Aim of the exercise
Provide only the number of lines in the records where "other" appears.

Supplied entries
PR #168, opened 2018-09-10
REPO-3688: Deprecate public APIs

eknizat:
* Deprecate all classes in the following packages and their subpackages:
org.alfresco.repo.content.transform
org.alfresco.repo.rendition (not deprecated RenditionPreventionRegistry)
org.alfresco.service.cmr.rendition
org.alfresco.repo.thumbnail
org.alfresco.service.cmr.thumbnail

* Deprecate transformation related methods in ContentService and ContentServiceImpl

* Deprecated other classes used for local transformations or renditions:
AbstractTransformationSourceOptions
SerializedTransformationOptionsAccessor
TemporalSourceOptions
TransformationSourceOptions
CMISRenditionMapping

* Deprecate all other methods where the classes from the deprecated packages are used:
AbstractContentReader - Deprecated methods relating to transformations
ScriptNode - Deprecated thumbnail, transformation and Rendering API methods
BaseContentNode - Deprecated getContentAsText() as it uses deprecated transformation methods
CMISConnector - Deprecated methods relating to transformations

* Deprecated methods in ServiceRegistry and ServiceDescriptorRegistry that return deprecated services

* Deprecate related junit tests

### DIFF
--- a/src/main/java/org/alfresco/opencmis/CMISConnector.java
+++ b/src/main/java/org/alfresco/opencmis/CMISConnector.java
@@ -309,6 +309,7 @@ public class CMISConnector implements ApplicationContextAware, ApplicationListen
     private CheckOutCheckInService checkOutCheckInService;
     private LockService lockService;
     private ContentService contentService;
+    @Deprecated
     private RenditionService renditionService;
     private FileFolderService fileFolderService;
     private TenantAdminService tenantAdminService;
@@ -327,6 +328,7 @@ public class CMISConnector implements ApplicationContextAware, ApplicationListen
     private DictionaryService dictionaryService;
     private SiteService siteService;
     private ActionService actionService;
+    @Deprecated
     private ThumbnailService thumbnailService;
     private ServiceRegistry serviceRegistry;
     private EventPublisher eventPublisher;
@@ -498,6 +500,12 @@ public class CMISConnector implements ApplicationContextAware, ApplicationListen
         return openHttpSession;
     }
 
+    /**
+     *
+     *
+     * @deprecated The thumbnails code is being moved out of the codebase and replaced by the new async RenditionService2 or other external libraries.
+     */
+    @Deprecated
     public void setThumbnailService(ThumbnailService thumbnailService)
     {
 		this.thumbnailService = thumbnailService;
@@ -614,7 +622,10 @@ public class CMISConnector implements ApplicationContextAware, ApplicationListen
 
     /**
      * Sets the rendition service.
+     *
+     * @deprecated The RenditionService is being replace by the simpler async RenditionService2.
      */
+    @Deprecated
     public void setrenditionService(RenditionService renditionService)
     {
         this.renditionService = renditionService;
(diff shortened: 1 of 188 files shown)


src/main/java/org/alfresco/repo/content/AbstractContentReader.java
```diff
@@ -374,7 +398,10 @@ public void contentStreamClosed() throws ContentIOException
 
     /**
      * @see Channels#newInputStream(java.nio.channels.ReadableByteChannel)
+     *
+     * @deprecated The transformations code is being moved out of the codebase and replaced by the new async RenditionService2 or other external libraries.
      */
+    @Deprecated
```
derekhulley: We are *not* going to remove this method, so the deprecation here is not correct.
Where an implementation uses deprecated methods, it should not automatically be marked as deprecated.
You do not have to mark as ignored (internally) but you can.

src/main/java/org/alfresco/opencmis/CMISConnector.java
```diff
@@ -970,7 +981,10 @@ protected void onShutdown(ApplicationEvent event)
      * Asynchronously generates thumbnails for the given node.
      *
      * @param nodeRef NodeRef
+     *
+     * @deprecated The thumbnails code is being moved out of the codebase and replaced by the new async RenditionService2 or other external libraries.
      */
+    @Deprecated
     public void createThumbnails(NodeRef nodeRef, Set<String> thumbnailNames)
```
derekhulley: This method is a function that does not required any specific implementation.  We will be re-implementing, as required.

derekhulley: This one is tricky; you'd have to look where it's used as to whether we deprecate speculatively.

src/main/java/org/alfresco/repo/jscript/ScriptNode.java
```diff
@@ -2706,7 +2706,10 @@ public ScriptNode cancelCheckout()
      * @param mimetype   Mimetype destination for the transformation
      * 
      * @return Node representing the newly transformed document.
+     *
+     * @deprecated The transformations code is being moved out of the codebase and replaced by the new async RenditionService2 or other external libraries.
      */
+    @Deprecated
     public ScriptNode transformDocument(String mimetype)
```
derekhulley: This functionality will be preserved and the implementation will change.
This ScriptNode is a public API and we have to preserve the features it provides.

src/main/java/org/alfresco/repo/template/BaseContentNode.java
```diff
@@ -588,7 +588,11 @@ public String getContentMaxLength(int length)
          * 
          * @return the binary content stream converted to text using any available transformer
          *         if fails to convert then null will be returned
+         *
+         * @deprecated The transformations code is being moved out of the codebase and replaced by the new async
+         * RenditionService2 or other external libraries.
          */
+        @Deprecated
         public String getContentAsText(int length)
```
derekhulley: Same, we'd just change the implementation.

eknizat:
I’m still not sure about CMISRenditionMapping and CMISConnecotr.getRenditionMapping(), do you think we should keep those?

alandavis:
Wow what lot of deprecation. :)

You probable also need to deprecate the support tool's "Test Transform" code in the Admin console.

The Admin console also has a lot of transformer settings that will need to be removed at some point, so should be deprecated too.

Expected answer
7